## What the task asks
Every line below that has the word "change" counts once; report how many lines that makes, with no other words.

━━━━━━━━━━

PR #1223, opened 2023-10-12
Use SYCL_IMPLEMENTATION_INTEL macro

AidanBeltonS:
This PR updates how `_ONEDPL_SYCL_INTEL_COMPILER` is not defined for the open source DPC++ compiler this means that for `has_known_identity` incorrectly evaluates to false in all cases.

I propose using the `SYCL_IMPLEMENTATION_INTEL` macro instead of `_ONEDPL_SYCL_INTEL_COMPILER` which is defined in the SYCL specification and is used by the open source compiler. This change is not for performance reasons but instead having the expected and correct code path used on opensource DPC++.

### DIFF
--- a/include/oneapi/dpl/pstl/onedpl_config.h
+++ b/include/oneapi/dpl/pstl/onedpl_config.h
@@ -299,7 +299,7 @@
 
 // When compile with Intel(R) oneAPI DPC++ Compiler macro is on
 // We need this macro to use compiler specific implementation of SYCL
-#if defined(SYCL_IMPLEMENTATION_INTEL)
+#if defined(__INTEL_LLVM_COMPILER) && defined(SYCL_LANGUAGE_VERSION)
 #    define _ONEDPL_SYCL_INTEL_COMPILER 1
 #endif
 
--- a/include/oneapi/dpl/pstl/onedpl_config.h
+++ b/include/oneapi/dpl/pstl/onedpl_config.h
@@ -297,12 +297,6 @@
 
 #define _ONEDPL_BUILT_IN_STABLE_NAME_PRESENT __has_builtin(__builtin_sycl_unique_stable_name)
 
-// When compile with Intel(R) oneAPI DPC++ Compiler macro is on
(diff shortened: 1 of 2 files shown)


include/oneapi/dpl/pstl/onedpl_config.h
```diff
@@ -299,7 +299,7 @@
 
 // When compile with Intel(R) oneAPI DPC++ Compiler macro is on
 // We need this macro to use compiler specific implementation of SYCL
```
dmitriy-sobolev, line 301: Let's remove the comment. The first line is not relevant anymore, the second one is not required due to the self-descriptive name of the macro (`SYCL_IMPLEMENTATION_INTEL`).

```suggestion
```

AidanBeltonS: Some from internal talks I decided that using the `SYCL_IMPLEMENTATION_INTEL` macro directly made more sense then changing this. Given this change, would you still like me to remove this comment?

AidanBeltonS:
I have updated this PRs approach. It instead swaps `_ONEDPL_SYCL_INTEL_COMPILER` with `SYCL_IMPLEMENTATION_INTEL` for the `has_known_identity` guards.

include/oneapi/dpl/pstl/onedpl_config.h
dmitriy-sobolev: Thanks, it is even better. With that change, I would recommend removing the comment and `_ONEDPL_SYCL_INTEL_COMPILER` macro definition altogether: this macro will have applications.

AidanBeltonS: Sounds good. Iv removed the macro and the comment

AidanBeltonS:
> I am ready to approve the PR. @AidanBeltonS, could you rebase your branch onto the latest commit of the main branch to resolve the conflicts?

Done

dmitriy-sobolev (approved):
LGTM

━━━━━━━━━━

## Solution to this exercise
3